Confirm the investment target with the user first.
#### Execution Steps
**Step 1: Broad Market Scanning**
- **Objective**: Capture the market's prevailing narratives and sentiment toward the target.
- **Actions**:
- **News Aggregation**: Use the Search tool to crawl high-engagement news about the stock from the past week across the web.
- **Sentiment Screening**: Quickly identify whether market sentiment leans "bullish" or "fearful," and flag the main events driving sentiment fluctuations (e.g., earnings release, new product launch).
**Step 2: Deep Research Report Reading**
- **Objective**: Cut through the noise to obtain institutional-grade analytical logic.
- **Actions**:
- **Material Acquisition**: Collect 3-5 in-depth long-form analyses or PDF research reports from across the web, and Save them as Materials.

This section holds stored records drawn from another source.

PR #97, opened 2020-11-26
Add ClusterClaim controller

elgnay:

The task link: https://github.com/open-cluster-management/backlog/issues/7156


deploy/spoke/clusterrole.yaml
```diff
@@ -9,3 +9,7 @@ rules:
 - apiGroups: ["authorization.k8s.io"]
   resources: ["subjectaccessreviews"]
   verbs: ["create"]
+# Allow agent to list clusterclaims
+- apiGroups: ["cluster.open-cluster-management.io"]
+  resources: ["clusterclaims"]
+  verbs: ["get", "list", "watch"]
```
qiujian16: EOF

pkg/spoke/managedcluster/claim_controller.go
```diff
@@ -0,0 +1,146 @@
...
+			return accessor.GetName()
+		}, hubManagedClusterInformer.Informer()).
+		WithSync(c.sync).
+		ToController("ManagedClusterClaimController", recorder)
+}
+
+// sync maintains the cluster claims in status of the managed cluster on hub once it joins the hub.
+func (c managedClusterClaimController) sync(ctx context.Context, syncCtx factory.SyncContext) error {
+	key := syncCtx.QueueKey()
+	if key != c.clusterName && key != factory.DefaultQueueKey {
```
qiujian16: do we need this check? We do not need this key, right?

deploy/spoke/clusterrole.yaml
elgnay: EOF added.

pkg/spoke/managedcluster/claim_controller.go
elgnay: You are right. We don't need the check because the informer has already had the same filter configured. And the key is unnecessary either.

deploy/hub/managedcluster.crd.yaml
```diff
@@ -3,13 +3,29 @@ kind: CustomResourceDefinition
 metadata:
   name: managedclusters.cluster.open-cluster-management.io
 spec:
+  additionalPrinterColumns:
```
pmorie, line 6: we didn't have these before? weird

pmorie (commented):
looking good

pkg/spoke/managedcluster/claim_controller.go
```diff
@@ -0,0 +1,140 @@
...
+// sync maintains the cluster claims in status of the managed cluster on hub once it joins the hub.
+func (c managedClusterClaimController) sync(ctx context.Context, syncCtx factory.SyncContext) error {
+	managedCluster, err := c.hubClusterLister.Get(c.clusterName)
+	if err != nil {
+		return fmt.Errorf("unable to get managed cluster with name %q from hub: %w", c.clusterName, err)
+	}
+
+	// current managed cluster does not join the hub yet, do nothing.
+	if !meta.IsStatusConditionTrue(managedCluster.Status.Conditions, clusterv1.ManagedClusterConditionJoined) {
+		syncCtx.Recorder().Eventf("ManagedClusterIsNotAccepted", "Managed cluster %q does not join the hub yet", c.clusterName)
```
deads2k, line 71: has not joined the hub yet

pkg/spoke/managedcluster/claim_controller.go
```diff
@@ -0,0 +1,140 @@
...
+		return reservedClaims[i].Name < reservedClaims[j].Name
+	})
+
+	sort.SliceStable(customizedClaims, func(i, j int) bool {
+		return customizedClaims[i].Name < customizedClaims[j].Name
+	})
+
+	// merge and truncated claims
+	claims := append(reservedClaims, customizedClaims...)
+	if total := len(claims); total > c.maxClusterClaims {
```
deads2k, line 114: recommendation: express this as the max number of custom claims.  It seems like you should always be able to update reserved names

pkg/spoke/spokeagent.go
```diff
@@ -276,6 +296,8 @@ func (o *SpokeAgentOptions) AddFlags(fs *pflag.FlagSet) {
 		"A list of reachable spoke cluster api server URLs for hub cluster.")
 	fs.DurationVar(&o.ClusterHealthCheckPeriod, "cluster-healthcheck-period", o.ClusterHealthCheckPeriod,
 		"The period to check managed cluster kube-apiserver health")
+	fs.IntVar(&o.MaxClusterClaims, "cluster-claims-max", o.MaxClusterClaims,
```
deads2k, line 299: I think you probably want to have this as the max custom cluster claims.

deads2k:
I have recommendations that can come as followups

/lgtm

- **Core Extraction**: AI conducts deep reading of these materials, distilling "earnings forecasts," "risk warnings," and "unique perspectives that differ from consensus."
- **Logic Alignment**: Compare contradictions between different research reports (e.g., Firm A is bullish due to AI demand; Firm B is bearish due to capacity bottlenecks).
**Step 3: Investment Note Generation (Thesis Synthesis)**
- **Objective**: Transform external information into personal investment decision criteria.
- **Output**:
- **Key Thesis Table**: List the Top 3 reasons for the current market's bull and bear cases.
- **Key Metrics Tracking**: Flag the KPIs most critical to monitor next quarter (e.g., data center revenue growth rate).
- **Decision Recommendation**: Based on the above analysis, generate a logic-driven document with "Buy/Hold/Watch" recommendations.
then create a visual data webpage for data presentation.